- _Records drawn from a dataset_
┌──

PR #4024, opened 2022-03-18
Fix order of stages in compile report details

andraskvr:
# Description

closes inmanta/web-console#3082

# Self Check:

- [x] Changelog entry

# Reviewer Checklist:

### DIFF
--- a/changelogs/unreleased/compile-report-stage-order.yml
+++ b/changelogs/unreleased/compile-report-stage-order.yml
@@ -3,3 +3,5 @@ issue-nr: 3082
 issue-repo: web-console
 change-type: patch
 destination-branches: [master, iso5, iso4]
+sections:
+    bugfix: "{{description}}"
--- a/changelogs/unreleased/compile-report-stage-order.yml
+++ b/changelogs/unreleased/compile-report-stage-order.yml
@@ -1,0 +1,5 @@
+description: Fix order of stages in compile report details
+issue-nr: 3082
+issue-repo: web-console
+change-type: patch
+destination-branches: [master, iso5, iso4]
--- a/src/inmanta/data/__init__.py
+++ b/src/inmanta/data/__init__.py
@@ -3322,7 +3322,7 @@ class Compile(BaseDocument):
                     {cls.table_name()} comp
                     INNER JOIN compiledetails cd ON cd.substitute_compile_id = comp.id
                     LEFT JOIN public.report rep on comp.id = rep.compile
-        ) SELECT * FROM compiledetails;
+        ) SELECT * FROM compiledetails ORDER BY report_started ASC;
         """
         values = [cls._get_value(environment), cls._get_value(id)]
         result = await cls.select_query(query, values, no_obj=True)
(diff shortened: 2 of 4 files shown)


wouterdb (approved):

changelogs/unreleased/compile-report-stage-order.yml
```diff
@@ -0,0 +1,5 @@
+description: Fix order of stages in compile report details
```
arnaudsjs, line 1: Shouldn't we add this to the `bugfix` section?

tests/server/test_compile_details.py
```diff
@@ -86,6 +85,10 @@ async def env_with_compiles(client, environment):
     return environment, ids, compile_requested_timestamps
 
 
+def parse_datetime_to_utc(time: str) -> datetime.datetime:
+    return datetime.datetime.strptime(time, "%Y-%m-%dT%H:%M:%S.%f").replace(tzinfo=datetime.timezone.utc)
```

└──

- _Problem to solve_
Nothing should be dropped or changed, so repeat all of the entries exactly.

- _Reply_
PR #4024, opened 2022-03-18
Fix order of stages in compile report details

andraskvr:
# Description

closes inmanta/web-console#3082

# Self Check:

- [x] Changelog entry

# Reviewer Checklist:

### DIFF
--- a/changelogs/unreleased/compile-report-stage-order.yml
+++ b/changelogs/unreleased/compile-report-stage-order.yml
@@ -3,3 +3,5 @@ issue-nr: 3082
 issue-repo: web-console
 change-type: patch
 destination-branches: [master, iso5, iso4]
+sections:
+    bugfix: "{{description}}"
--- a/changelogs/unreleased/compile-report-stage-order.yml
+++ b/changelogs/unreleased/compile-report-stage-order.yml
@@ -1,0 +1,5 @@
+description: Fix order of stages in compile report details
+issue-nr: 3082
+issue-repo: web-console
+change-type: patch
+destination-branches: [master, iso5, iso4]
--- a/src/inmanta/data/__init__.py
+++ b/src/inmanta/data/__init__.py
@@ -3322,7 +3322,7 @@ class Compile(BaseDocument):
                     {cls.table_name()} comp
                     INNER JOIN compiledetails cd ON cd.substitute_compile_id = comp.id
                     LEFT JOIN public.report rep on comp.id = rep.compile
-        ) SELECT * FROM compiledetails;
+        ) SELECT * FROM compiledetails ORDER BY report_started ASC;
         """
         values = [cls._get_value(environment), cls._get_value(id)]
         result = await cls.select_query(query, values, no_obj=True)
(diff shortened: 2 of 4 files shown)


wouterdb (approved):

changelogs/unreleased/compile-report-stage-order.yml
```diff
@@ -0,0 +1,5 @@
+description: Fix order of stages in compile report details
```
arnaudsjs, line 1: Shouldn't we add this to the `bugfix` section?

tests/server/test_compile_details.py
```diff
@@ -86,6 +85,10 @@ async def env_with_compiles(client, environment):
     return environment, ids, compile_requested_timestamps
 
 
+def parse_datetime_to_utc(time: str) -> datetime.datetime:
+    return datetime.datetime.strptime(time, "%Y-%m-%dT%H:%M:%S.%f").replace(tzinfo=datetime.timezone.utc)
```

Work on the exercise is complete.